Огарок недавно только погас, глаза ещё не успели привыкнуть к мраку и различать очертания предметов и людей, томящихся в подземелье Троицкой башни Кремля вместе с Волком. Лёжа на тюфяке, набитом соломою, Иван-Волк мысленно обращался к своему брату Фёдору, чтобы тот поскорее явился и спас его из темницы, избавил от надвигающейся казни. Видимо, Максимов тоже думал о Фёдоре, раз спросил.
— А отчего зоб бывает? — прозвучал голос Коноплёва. Этот тоже не спит, а теперь уже, должно быть, ночь. Крысы вон давно разбегались.

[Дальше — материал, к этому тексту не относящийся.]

PR #436, opened 2017-02-06
x509: allow leading text in PEM files

HonzaCholasta:
This fixes a regression introduced in commit
b8d6524d43dd0667184aebc79fb77a9b8a46939a.

### DIFF
--- a/ipatests/test_ipalib/test_x509.py
+++ b/ipatests/test_ipalib/test_x509.py
@@ -69,6 +69,17 @@ class test_x509(object):
         x509.load_certificate((newcert,))
         x509.load_certificate([newcert])
 
+        # Load a good cert with headers and leading text
+        newcert = (
+            'leading text\n-----BEGIN CERTIFICATE-----' +
+            goodcert +
+            '-----END CERTIFICATE-----')
+        x509.load_certificate(newcert)
+
+        # Should handle list/tuple
+        x509.load_certificate((newcert,))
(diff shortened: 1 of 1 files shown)


tiran:
NACK

The ^ is correct because the regular expression must search for a line that starts with ```-----BEGIN CERTIFICATE-----```. I cannot reproduce the issue locally. The regexp matches a cert with leading text:

```
>>> import re
>>> regexp = u"^-----BEGIN CERTIFICATE-----(.*?)-----END CERTIFICATE-----"
>>> pem = u"leading line\n-----BEGIN CERTIFICATE-----\nabcd\n-----END CERTIFICATE-----\ntrailing text"
>>> re.search(regexp, pem, re.MULTILINE | re.DOTALL)
<_sre.SRE_Match object at 0x7f667778d0a8>
>>> re.search(regexp, pem, re.MULTILINE | re.DOTALL).group(1)
u'\nabcd\n'
```

HonzaCholasta:
Oops, didn't realize that `^` matches beginning of each line in multiline mode. I think we can keep the test, though.

tiran:
Yes, please keep the test. It should pass with the current regular expression, too.

HonzaCholasta:
Fixed upstream
master:
https://fedorahosted.org/freeipa/changeset/89dfbab3ca076812590f371c21abcb51b350170b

— На кой чёрт тебе знать, — откликнулся Курицын на вопрос Коноплёва. — На тот свет придёшь, там спросишь, тебе ответят.
— Ты же говоришь, не убьют нас, — с замиранием в голосе спросил Максимов.
— Шучу, — проворчал Волк.
— Про что шутишь? — спросил Коноплёв.
— Про тот свет шучу. Спите, черти!
Воцарилось молчание.
— Не спится, — через некоторое время вздохнул Коноплёв.

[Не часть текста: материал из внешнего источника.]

PR #437, opened 2017-02-06
FIPS: replica install check

tomaskrizek:
PR depends on the rest of the FIPS patches.

### DIFF
--- a/ipalib/config.py
+++ b/ipalib/config.py
@@ -47,6 +47,10 @@ from ipalib.constants import (
     TLS_VERSIONS
 )
 from ipalib import errors
+try:
+    from ipaplatform.tasks import tasks
+except ImportError:
+    tasks = None
 
 if six.PY3:
     unicode = str
@@ -442,6 +446,10 @@ class Env(object):
         self.script = path.abspath(sys.argv[0])
         self.bin = path.dirname(self.script)
         self.home = os.environ.get('HOME', None)
+
+        # Set fips_mode only if ipaplatform module was loaded
+        if tasks is not None:
+            self.fips_mode = tasks.is_fips_enabled()
 
         # Merge in overrides:
         self._merge(**overrides)
--- a/ipaserver/install/server/replicainstall.py
+++ b/ipaserver/install/server/replicainstall.py
@@ -512,6 +512,13 @@ def promote_openldap_conf(hostname, master):
 
 
 def check_remote_version(api):
+    """
+    Perform a check to verify remote server's version
+
+    :param api: remote API
+
+    :raises: ``ScriptError`` if the checks fails
+    """
     client = rpc.jsonclient(api)
     client.finalize()
 
@@ -524,7 +531,7 @@ def check_remote_version(api):
     remote_version = parse_version(env['version'])
     api_version = parse_version(api.env.version)
     if remote_version > api_version:
-        raise RuntimeError(
+        raise ScriptError(
             "Cannot install replica of a server of higher version ({}) than"
             "the local version ({})".format(remote_version, api_version))
 
--- a/ipaserver/install/server/replicainstall.py
+++ b/ipaserver/install/server/replicainstall.py
@@ -4,6 +4,7 @@
 
 from __future__ import print_function
 
+import contextlib
 import dns.exception as dnsexception
 import dns.name as dnsname
 import dns.resolver as dnsresolver
@@ -511,29 +512,37 @@ def promote_openldap_conf(hostname, master):
         root_logger.info("Failed to update {}: {}".format(ldap_conf, e))
 
 
-def check_remote_version(api):
+@contextlib.contextmanager
+def rpc_client(api):
     """
-    Perform a check to verify remote server's version
+    Context manager for JSON RPC client.
 
-    :param api: remote API
-
-    :raises: ``ScriptError`` if the checks fails
+    :param api: api to initiate the RPC client
     """
     client = rpc.jsonclient(api)
     client.finalize()
-
     client.connect()
+
     try:
-        env = client.forward(u'env', u'version')['result']
+        yield client
     finally:
         client.disconnect()
 
+
+def check_remote_version(client, local_version):
+    """
+    Verify remote server's version is not higher than this server's version
+
+    :param client: RPC client
+    :param local_version: API version of local server
+    :raises: ScriptError: if the checks fails
+    """
+    env = client.forward(u'env', u'version')['result']
     remote_version = parse_version(env['version'])
-    api_version = parse_version(api.env.version)
-    if remote_version > api_version:
+    if remote_version > local_version:
         raise ScriptError(
             "Cannot install replica of a server of higher version ({}) than"
-            "the local version ({})".format(remote_version, api_version))
+            "the local version ({})".format(remote_version, local_version))
 
 
 def common_check(no_ntp):
@@ -745,6 +754,7 @@ def install_check(installer):
                          ldap_uri=ldapuri)
     remote_api.finalize()
     installer._remote_api = remote_api
+
     conn = remote_api.Backend.ldap2
     replman = None
     try:
@@ -1083,7 +1093,8 @@ def promote_check(installer):
     remote_api.finalize()
     installer._remote_api = remote_api
 
-    check_remote_version(remote_api)
+    with rpc_client(remote_api) as client:
+        check_remote_version(client, api.env.version)
 
     conn = remote_api.Backend.ldap2
     replman = None
--- a/ipaserver/install/server/replicainstall.py
+++ b/ipaserver/install/server/replicainstall.py
@@ -529,6 +529,27 @@ def rpc_client(api):
         client.disconnect()
 
 
+def check_remote_fips_mode(client, local_fips_mode):
+    """
+    Verify remote server's fips-mode is the same as this server's fips-mode
+
+    :param client: RPC client
+    :param local_fips_mode: boolean indicating whether FIPS mode is turned on
+    :raises: ScriptError: if the checks fails
+    """
+    env = client.forward(u'env', u'fips_mode')['result']
+    remote_fips_mode = env.get('fips_mode', False)
+    if local_fips_mode != remote_fips_mode:
+        if local_fips_mode:
+            raise ScriptError(
+                "Cannot join FIPS-enabled replica into existing topology: "
+                "FIPS is not enabled on the master server.")
+        else:
+            raise ScriptError(
+                "Cannot join replica into existing FIPS-enabled topology: "
+                "FIPS has to be enabled locally first.")
+
+
 def check_remote_version(client, local_version):
     """
     Verify remote server's version is not higher than this server's version
@@ -1095,6 +1116,7 @@ def promote_check(installer):
 
     with rpc_client(remote_api) as client:
         check_remote_version(client, api.env.version)
+        check_remote_fips_mode(client, api.env.fips_mode)
 
     conn = remote_api.Backend.ldap2
     replman = None
--- a/ipatests/test_ipalib/test_config.py
+++ b/ipatests/test_ipalib/test_config.py
@@ -562,6 +562,7 @@ class test_Env(ClassChecker):
 
         # Test using DEFAULT_CONFIG:
         defaults = dict(constants.DEFAULT_CONFIG)
+        defaults['fips_mode'] = object
         (o, home) = self.finalize_core(None, **defaults)
         assert list(o) == sorted(defaults)
         for (key, value) in defaults.items():


ipaserver/install/server/replicainstall.py
```diff
@@ -508,22 +508,44 @@ def promote_openldap_conf(hostname, master):
...
 
+    # Check version compatibility
     remote_version = parse_version(env['version'])
     api_version = parse_version(api.env.version)
     if remote_version > api_version:
-        raise RuntimeError(
-            "Cannot install replica of a server of higher version ({}) than"
-            "the local version ({})".format(remote_version, api_version))
+        raise ScriptError(
+            _("Cannot install replica of a server of higher version "
```
MartinBasti: We don't use ugettext in installers, only in plugins

ipaserver/install/server/replicainstall.py
```diff
@@ -508,22 +508,44 @@ def promote_openldap_conf(hostname, master):
...
+              "(%(remote_version)s) than the local version (%(api_version)s)")
+            % dict(remote_version=remote_version, api_version=api_version))
+
+    # Check FIPS mode compatibility
+    remote_fips_mode = env['fips_mode']
+    fips_mode = tasks.is_fips_enabled()
+    if fips_mode != remote_fips_mode:
+        if fips_mode:
+            raise ScriptError(
+                _("Cannot join FIPS-enabled replica into existing topology: "
```
MartinBasti: Same here

ipaserver/install/server/replicainstall.py
```diff
@@ -508,22 +508,44 @@ def promote_openldap_conf(hostname, master):
...
+                  "FIPS is not enabled on the master server."))
+        else:
+            raise ScriptError(
+                _("Cannot join replica into existing FIPS-enabled topology: "
```
MartinBasti: and here

MartinBasti:
I'm still afraid that users may want to create a FIPS replica from the non-FIPS master, even if it is not recommended due security. How can be this achieved?

tomaskrizek:
@MartinBasti Since this check is performed only during installation, the user could simply install non-FIPS replica and then turn FIPS on afterwards. There might be issues with this approach and thus it is neither recommended nor supported, as stated in the [documentation](https://www.freeipa.org/page/V4/FreeIPA-on-FIPS#Multiple_servers_in_topology).

MartinBasti:
@tomaskrizek on current versions of RHEL and fedora IPA doesn't start in FIPS, but upgrading first and then enabling FIPS might be the way

ipalib/config.py
```diff
@@ -44,6 +44,7 @@
 from ipalib.constants import CONFIG_SECTION
 from ipalib.constants import OVERRIDE_ERROR, SET_ERROR, DEL_ERROR
 from ipalib import errors
+from ipaplatform.tasks import tasks
```
HonzaCholasta: Importing from `ipaplatform` to `ipalib` is forbidden, this will have to be worked around.

ipaserver/install/server/replicainstall.py
```diff
@@ -508,22 +508,44 @@ def promote_openldap_conf(hostname, master):
...
     remote_version = parse_version(env['version'])
     api_version = parse_version(api.env.version)
     if remote_version > api_version:
-        raise RuntimeError(
-            "Cannot install replica of a server of higher version ({}) than"
-            "the local version ({})".format(remote_version, api_version))
+        raise ScriptError(
+            "Cannot install replica of a server of higher version "
+            "(%(remote_version)s) than the local version (%(api_version)s)"
+            % dict(remote_version=remote_version, api_version=api_version))
```
HonzaCholasta: NACK, `.format()` is the preferred way of formatting strings.

ipaserver/install/server/replicainstall.py
```diff
@@ -1077,7 +1099,7 @@ def promote_check(installer):
     remote_api.finalize()
     installer._remote_api = remote_api
 
-    check_remote_version(remote_api)
+    check_remote_compatibility(remote_api)
```
HonzaCholasta: This check is executed only in replica promotion. There should be a check for classic replica install as well; IMO it should reject install when FIPS is enabled.

ipalib/config.py
```diff
@@ -497,6 +498,10 @@ def _bootstrap(self, **overrides):
         if 'plugins_on_demand' not in self:
             self.plugins_on_demand = (self.context == 'cli')
 
+        # Set fips_mode:
+        if 'fips_mode' not in self:
+            self.fips_mode = tasks.is_fips_enabled()
```
stlaz: Do we want the user to be able to set env.fips_mode during api bootstrapping? I do not think so. This should be set amongst other run-time variables.

ipaserver/install/server/replicainstall.py
```diff
@@ -508,22 +508,44 @@ def promote_openldap_conf(hostname, master):
...
-            "Cannot install replica of a server of higher version ({}) than"
-            "the local version ({})".format(remote_version, api_version))
+        raise ScriptError(
+            "Cannot install replica of a server of higher version "
+            "(%(remote_version)s) than the local version (%(api_version)s)"
+            % dict(remote_version=remote_version, api_version=api_version))
+
+    # Check FIPS mode compatibility
+    remote_fips_mode = env['fips_mode']
+    fips_mode = tasks.is_fips_enabled()
```
stlaz: I think you could rather pass your api.env.fips_mode to `check_remote_compatibility` instead.

ipaserver/install/server/replicainstall.py
```diff
@@ -508,22 +508,44 @@ def promote_openldap_conf(hostname, master):
...
-        raise RuntimeError(
-            "Cannot install replica of a server of higher version ({}) than"
-            "the local version ({})".format(remote_version, api_version))
+        raise ScriptError(
+            "Cannot install replica of a server of higher version "
+            "(%(remote_version)s) than the local version (%(api_version)s)"
+            % dict(remote_version=remote_version, api_version=api_version))
+
+    # Check FIPS mode compatibility
+    remote_fips_mode = env['fips_mode']
```
stlaz: `env` does not necessarily contain "fips_mode" key.

ipaserver/install/server/replicainstall.py
stlaz: Yes, that's what happens now with the `is_fips_enabled()` guards. Since FIPS is not available on DL0, it should fail.

martbab:
@tomaskrizek since you added a new key to the Env object, you will have to fix `test_ipalib/test_config.py` to account for this change, see https://travis-ci.org/freeipa/freeipa/jobs/198916106#L443

pvoborni:
@MartinBasti I'm not sure from your comment if you would like to provide a way to change non-FIPS server into a FIPS server or just brainstorming ways how it can be worked around. In any case this path is not a goal and actually should be discouraged. http://www.freeipa.org/page/V4/FreeIPA-on-FIPS#Design

MartinBasti:
@pvoborni more or less brainstorming, as I'm almost sure that people will want to migrate current deployments to FIPS mode

tomaskrizek:
Thanks for the feedback. Hopefully I addressed all the concerns above in the update.

ipalib/config.py
```diff
@@ -440,6 +444,9 @@ def _bootstrap(self, **overrides):
         self.bin = path.dirname(self.script)
         self.home = os.environ.get('HOME', None)
 
+        if tasks is not None:
+            self.fips_mode = tasks.is_fips_enabled()
```
stlaz: This needs an explanation in a comment.

ipaserver/install/server/replicainstall.py
```diff
@@ -508,22 +509,60 @@ def promote_openldap_conf(hostname, master):
...
+    Verify remote server's fips-mode is the same as this server's fips-mode
+
+    :param client: RPC client
+    :param local_fips_mode: boolean indicating whether FIPS mode is turned on
+
+    :raises: ``ScriptError`` if the checks fails
+    """
+    env = client.forward(u'env', u'fips_mode')['result']
+    remote_fips_mode = env.get('fips_mode', False)
+    fips_mode = tasks.is_fips_enabled()
```
stlaz: I believe you left some mess here.

ipaserver/install/server/replicainstall.py
```diff
@@ -508,22 +509,60 @@ def promote_openldap_conf(hostname, master):
...
+                "Cannot join replica into existing FIPS-enabled topology: "
+                "FIPS has to be enabled locally first.")
+
+
+def check_remote_version(client, local_version):
+    """
+    Verify remote server's version is not higher than this server's version
+
+    :param client: RPC client
+
```
stlaz: Please fill this empty line with the other parameter documentation. Don't leave a blank line before `:raises`, it's ugly and it's not usually done this way [pythonhosted:Sphinx](https://pythonhosted.org/an_example_pypi_project/sphinx.html).

ipaserver/install/server/replicainstall.py
```diff
@@ -508,22 +509,60 @@ def promote_openldap_conf(hostname, master):
...
+    :raises: ``ScriptError`` if the checks fails
```
stlaz: Should be `:raises: ScripError: blahblah`

ipaserver/install/server/replicainstall.py
```diff
@@ -747,6 +786,10 @@ def install_check(installer):
                          ldap_uri=ldapuri)
     remote_api.finalize()
     installer._remote_api = remote_api
+
+    with rpc_client(remote_api) as client:
+        check_remote_fips_mode(client, api.env.fips_mode)
```
stlaz: Why are you checking fips mode twice in DL1? Also, if this is supposed to address the issue "Explode if trying to install in FIPS on DL0", this won't work.

stlaz: The DL1 twice checking remark is false, thought this code was in `common_check()`. The other part still applies, though.

stlaz:
LGTM

ipalib/constants.py
```diff
@@ -215,6 +215,7 @@
     ('script', object),  # sys.argv[0]
     ('bin', object),  # The directory containing the script
     ('home', object),  # $HOME
+    ('fips_mode', object),  # FIPS-mode of the server
```
HonzaCholasta: Won't this cause `api.env.fips_mode` to be `object` rather than unset when `ipaplatform` is not installed?

tomaskrizek: You're right. I didn't notice these settings are global, not just test-specific. I removed this bit and fixed the test instead.

ipaserver/install/server/replicainstall.py
```diff
@@ -508,22 +509,58 @@ def promote_openldap_conf(hostname, master):
...
+    :param local_version: API version of local server
+    :raises: ScriptError: if the checks fails
+    """
+    env = client.forward(u'env', u'version')['result']
     remote_version = parse_version(env['version'])
-    api_version = parse_version(api.env.version)
-    if remote_version > api_version:
-        raise RuntimeError(
+    if remote_version > local_version:
+        raise ScriptError(
```
HonzaCholasta: Note that `ScriptError` is really only necessary when you need the script to fail with a specific exit code. If you don't need that and are fine with exit code 1, `RuntimeError` is all you need.

ipatests/test_ipalib/test_config.py
```diff
@@ -563,7 +563,7 @@ def test_finalize_core(self):
         # Test using DEFAULT_CONFIG:
         defaults = dict(constants.DEFAULT_CONFIG)
         (o, home) = self.finalize_core(None, **defaults)
-        assert list(o) == sorted(defaults)
+        assert set(o).issuperset(set(defaults))
```
HonzaCholasta: I would rather keep the original check, but make sure that `o` does not contain `fips_mode` before doing it.

tomaskrizek: I'm not sure how you'd like to make sure `o` doesn't contain `fips_mode`. `Env` object does not allow deletion and the only way I can think of would be to violate the object's "private" properties.

I propose we either:

- always set fips_mode: to `True`, `False` or `None`
- accept that `Env` can now have optional attributes and use the test proposed above

martbab: You can just add the `fips_mode` into ipalib/constants and set its value to `object`. We had to do this workaround when @tiran added `nss_dir` to the config (see https://github.com/freeipa/freeipa/blob/master/ipalib/constants.py#L228). The test in the original from will then just work(R).

tomaskrizek: @martbab I tried to do that, but that also sets the `fips_mode` key for the env object, doesn't it? We want the `fips_mode` key to not be present if ipaplatform wasn't imported.

HonzaCholasta: I think this should work:
```python
    defaults = dict(constants.DEFAULT_CONFIG)
    defaults['fips_mode'] = None
    (o, home) = self.finalize_core(None, **defaults)
    assert list(o) == sorted(defaults)
```

tomaskrizek: Ah, of course! fixed

ipaserver/install/server/replicainstall.py
```diff
@@ -738,6 +775,7 @@ def install_check(installer):
                          ldap_uri=ldapuri)
     remote_api.finalize()
     installer._remote_api = remote_api
+
```
HonzaCholasta: Why was the "FIPS is not allowed in domain level 0" check removed?

stlaz: It was not removed but rather moved to `install_check()` in https://github.com/freeipa/freeipa/pull/445/files as this is a DL-specific check from now on.

stlaz: It is still there: https://github.com/freeipa/freeipa/pull/437/files#diff-4fc382c22d987062a45dddeaac8bb461L648

tomaskrizek: https://github.com/tomaskrizek/freeipa/blob/28c57e48423e77756eb152068db44933cd0540f7/ipaserver/install/server/replicainstall.py#L685

ipatests/test_ipalib/test_config.py
```diff
@@ -562,6 +562,7 @@ def test_finalize_core(self):
 
         # Test using DEFAULT_CONFIG:
         defaults = dict(constants.DEFAULT_CONFIG)
+        defaults['fips_mode'] = object
```
HonzaCholasta: `object`. Huh?

HonzaCholasta:
LGTM.

ipatests/test_ipalib/test_config.py
tomaskrizek: Yes, to skip the value check (few lines below - https://github.com/freeipa/freeipa/pull/437/files/28c57e48423e77756eb152068db44933cd0540f7#diff-c5fcc8900faeb561ad5f2a58fef94c85L568 ). If we set it to `None`, the test will check whether `fips_mode` value is `None` - which is not the desired behavior.

stlaz:
3 LGTM + tests passing seems like a good enough reason for ACK to me.

MartinBasti:
Needs rebase

MartinBasti:
Fixed upstream
master:
https://fedorahosted.org/freeipa/changeset/3372ad2766c0d182fa88c8bc28cf43477dc4cb3b
https://fedorahosted.org/freeipa/changeset/7292890042677ae40faa44753ebf570db6c19e7c
https://fedorahosted.org/freeipa/changeset/62e884ff7f037a28a15d61cc9fa9c46e5c40cda5
https://fedorahosted.org/freeipa/changeset/397ca71e897b42a23ed4ef294fca367c1542a2aa
https://fedorahosted.org/freeipa/changeset/cf25ea7e300cdada57bd964acb4393cc11ad333e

— Спите, спите — как будто нам завтра на работу, — поддержал его Максимов. — Волк! Расскажи что-нибудь!
— Жаль, что вас цепи друг от друга держат, — проворчал Курицын, — а то бы вы занялись любимым делом, да и позаснули.

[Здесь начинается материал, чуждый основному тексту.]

PR #438, opened 2017-02-07
ipaldap: preserve order of values in LDAPEntry._sync()

HonzaCholasta:
In Python 2, the order was preserved by accident.

This change makes sure the order is preserved in both Python 2 and 3.


MartinBasti:
Fixed upstream
master:
https://fedorahosted.org/freeipa/changeset/e920ae22525d34e1f524e2e59159ac50c603bc8c

PR #441, opened 2017-02-08
Print test env information

tiran:
Print api.env, uname, euid/egid, cwd and Python version when tests are
run with -v (e.g. ipa-run-tests -v).


MartinBasti:
Fixed upstream
master:
https://fedorahosted.org/freeipa/changeset/b20f6fb29478de6b4f25741bc4fd975a5e0be671

PR #442, opened 2017-02-08
Add option to run tests in-tree and out-of-tree mode

tiran:
By default ipa-run-tests and pytest auto-detect the presence of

— Это верно, — вздохнул Максимов. — Давно мы с тобой, Митька, не радели. Я соскучился.
— И я, — отозвался Коноплёв. — Только с такой жратвы особо не порадеешь. Волк, а Волк, расскажи и вправду чего-нибудь!
— Фёдора с нами нет, — вздохнул Иван-Волк. — Вот кто истинный мистро рассказывать.
— Где же он теперь-то? — спросил Коноплёв.
— Должно быть, в Аркадиях, — ответил Курицын. — Не бойтесь, придёт, придёт за нами братик мой Шольом, выведет отсюда невредимыми.
— Шольом... — повторил венгерское слово «сокол» Максимов. — А волк как? Шаркаш?
— Фаркаш, — поправил Курицын.
— Красивый язык угорский, только ни черта не запомнишь, — заметил Коноплёв.
— А жидовский запомнишь? — фыркнул Максимов.
— Жидовский не красив и не складен, — сказал Коноплёв. — Его и запоминать не хочется. Удивляюсь я, как Фёдор им владел.
— Ему легко языки давались, — вздохнул Волк, с особой завистью к брату вспоминая, как тот без труда мог повторить любую молитву задом наперёд. Разумеется, такую, в которой не больше ста слов. Но и то много. Удивительный был человек Фёдор! Хотя почему был? И был, и есть. Он же сказал: «Когда скажут тебе, что убили меня, — не верь ушам своим. Когда увидишь, как убивают меня, — не верь глазам своим. Меня уже никто и никогда не может убить. Даже если сожгут в огне и пепел мой развеют, Великий Строитель мира соберёт мой прах воедино и воссоздаст своего великого мистро». И Волк верил словам брата, особенно — таким значительным. Надо было теперь только молиться, чтобы Великий Строитель, или, как ещё называл своего бога Курицын, Великий Муроль, вспомнил и направил мистро Фёдора, то бишь Сокола, спасать брата Волка.